• _GIVEN RECORDS_:
--------------------------------

PR #475, opened 2024-04-04
feat: full prover crate

ctian1:


prover/src/lib.rs
```diff
@@ -0,0 +1,83 @@
...
+use std::time::Instant;
+
+use sp1_core::{
+    runtime::Program,
+    stark::{Proof, RiscvAir, StarkGenericConfig, VerifyingKey},
+    utils::{run_and_prove, BabyBearPoseidon2},
+};
+use sp1_recursion_core::runtime::Runtime;
+use sp1_recursion_program::compress::build_compress;
+
```
jtguibas, line 13: Eventually, I think it would be nicer to have these methods on a struct to make it more object oriented.

jtguibas (approved):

--------------------------------

• _YOUR ASSIGNMENT_: Go over the data and return every line that includes the word "prover".

• _RESPONSE_:
feat: full prover crate
prover/src/lib.rs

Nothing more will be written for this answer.